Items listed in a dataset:
###
Issue #9341, opened 2022-02-14
Breaking change: Remove unused typedefs from Swift API surface.


ryanwilson:
Parse all public headers to remove the unused Swift typedefs that are surfaced from Objective-C.  These were handy in Objective-C due to the complex block syntax, but unnecessary in Swift as it makes it harder to understand what the underlying arguments are during autocomplete.

Example:

https://github.com/firebase/firebase-ios-sdk/blob/4a7a99e30162593774865badc6f22d41193e71d0/FirebaseMessaging/Sources/Public/FirebaseMessaging/FIRMessaging.h#L32-L34

should become

```
typedef void (^FIRMessagingFCMTokenFetchCompletion)(NSString *_Nullable FCMToken,
                                                    NSError *_Nullable error)
    NS_SWIFT_UNAVAILABLE;
```

This will prevent unused types from polluting the namespace.

ryanwilson:
Fixed in #9387

PR #9387, opened 2022-02-23
Mark ObjC typedefs as unavailable in Swift.

ryanwilson:
ATTN: BREAKING CHANGE FOR SWIFT USERS

This is part of the larger Swift API improvements effort. These reduce
visibility in autocomplete, and we've mostly migrated away from them
already. This hides the unused type from the API surface to avoid
cluttering the list of types available.


ryanwilson:
Fixes #9341. Need to actually fix the CombineSwift unit tests.

paulb777:
The API review is approved. This can be rebased to v9 and merged.

paulb777 (commented):
Need a discussion about Storage and Remote Config if we go with Swift-libraries for them.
###
Each entry above is to be transcribed exactly as it was written.

Issue #9341, opened 2022-02-14
Breaking change: Remove unused typedefs from Swift API surface.


ryanwilson:
Parse all public headers to remove the unused Swift typedefs that are surfaced from Objective-C.  These were handy in Objective-C due to the complex block syntax, but unnecessary in Swift as it makes it harder to understand what the underlying arguments are during autocomplete.

Example:

https://github.com/firebase/firebase-ios-sdk/blob/4a7a99e30162593774865badc6f22d41193e71d0/FirebaseMessaging/Sources/Public/FirebaseMessaging/FIRMessaging.h#L32-L34

should become

```
typedef void (^FIRMessagingFCMTokenFetchCompletion)(NSString *_Nullable FCMToken,
                                                    NSError *_Nullable error)
    NS_SWIFT_UNAVAILABLE;
```

This will prevent unused types from polluting the namespace.

ryanwilson:
Fixed in #9387

PR #9387, opened 2022-02-23
Mark ObjC typedefs as unavailable in Swift.

ryanwilson:
ATTN: BREAKING CHANGE FOR SWIFT USERS

This is part of the larger Swift API improvements effort. These reduce
visibility in autocomplete, and we've mostly migrated away from them
already. This hides the unused type from the API surface to avoid
cluttering the list of types available.


ryanwilson:
Fixes #9341. Need to actually fix the CombineSwift unit tests.

paulb777:
The API review is approved. This can be rebased to v9 and merged.

paulb777 (commented):
Need a discussion about Storage and Remote Config if we go with Swift-libraries for them.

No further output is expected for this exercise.